Work task |
Please state how many lines in the records below contain the word "import", giving only the number.

Collected data entries

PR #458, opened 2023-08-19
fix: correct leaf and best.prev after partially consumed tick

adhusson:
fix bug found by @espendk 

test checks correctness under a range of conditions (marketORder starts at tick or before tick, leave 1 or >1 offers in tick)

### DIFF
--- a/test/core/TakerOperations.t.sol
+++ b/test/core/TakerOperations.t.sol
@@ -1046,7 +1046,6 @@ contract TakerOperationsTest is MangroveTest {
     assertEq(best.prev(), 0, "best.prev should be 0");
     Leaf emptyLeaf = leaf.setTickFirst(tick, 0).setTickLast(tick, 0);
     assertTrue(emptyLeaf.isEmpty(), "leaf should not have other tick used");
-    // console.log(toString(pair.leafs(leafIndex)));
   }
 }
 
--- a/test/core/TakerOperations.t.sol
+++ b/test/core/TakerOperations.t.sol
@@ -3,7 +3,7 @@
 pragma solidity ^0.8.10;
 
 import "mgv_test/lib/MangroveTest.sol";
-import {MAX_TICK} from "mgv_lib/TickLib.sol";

Solution to the exercise |
2